In a letter to the Institute for Clinical Economic Review (ICER), over 30 patient and disability groups joined the Partnership to Improve Patient Care (PIPC) in outlining concerns about ICER’s 2020 Value Assessment Framework. The letter calls on ICER to abandon its use of the quality-adjusted-life-years (QALY) metric, as well as other metrics that discriminate against patients and people with disabilities. PIPC also emphasized that ICER must develop novel measures of value to account for patient differences and priorities, as well as models that are open-source, transparent, and available to all patients and researchers. “Above all, we urge ICER to put patients and people with disabilities at the center of all of your assessments,” the letter states. “While we share your interest in lowering healthcare spending and addressing affordability, we do not believe that generating value assessments in a manner that leads to restricted access and discrimination is a necessary tactic or ethical strategy for achieving these goals.”

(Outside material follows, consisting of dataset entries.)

PR #9943, opened 2020-07-22
[api] support plain release request

adrianschroeter:
This is basically the same functionality as release command for
packages, but it allows to involve review workflows.

A very much stripped down version of maintenance_release action,
not relying on incident setups.

OBS-51

### DIFF
--- a/docs/api/api/request.rng
+++ b/docs/api/api/request.rng
@@ -64,7 +64,8 @@
           <value>set_bugowner</value>
           <value>maintenance_incident</value>
           <value>maintenance_release</value>
-          <value>group</value>
+          <value>release</value>
+          <value>group</value> <!-- should not be used anymore -->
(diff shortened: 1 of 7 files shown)


hennevogel:
@adrianschroeter do you need help with the linter?

adrianschroeter:
On Montag, 27. Juli 2020, 18:44:23 CEST wrote Henne Vogelsang:
> @adrianschroeter do you need help with the linter?

I would actually just disable the check here...

-- 

Adrian Schroeter
email: adrian@suse.de

Maxfeldstraße 5                         
90409 Nürnberg 
Germany

Vogtinator:
It should be supported to release into a repository which has more arches than the source - that's what we're doing for openSUSE.

hennevogel (approved):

Alliance for Aging Research And Over 40 Advocacy Groups Send CMS Comment on Interoperability and Advancing Shared Decision-Making
The Partnership to Improve Patient Care (PIPC) joined over 40 patient advocacy groups in signing onto the Alliance for Aging Research's comment letter to the Centers for Medicare and Medicaid Services (CMS) on the agency's proposed interoperability and patient access rule. While the letter commends CMS for acknowledging the importance of providers and patients being engaged in shared decision-making, advocates remain concerned that shared decision-making remains an unsupported and undefined concept within the agency. "To truly empower patients to 'effectively manage their own health, care, and costs' will require the agency to prioritize implementation of the National Quality Partners Playbook: Shared Decision-Making in Healthcare (Playbook)," the letter states. "Moving forward, we hope that CMS will work with our organizations to advance shared decision-making fundamentals for healthcare organizations, establish a measurement framework for shared decision-making, and then implement the ‘Drivers of Change’ outlined by the Playbook."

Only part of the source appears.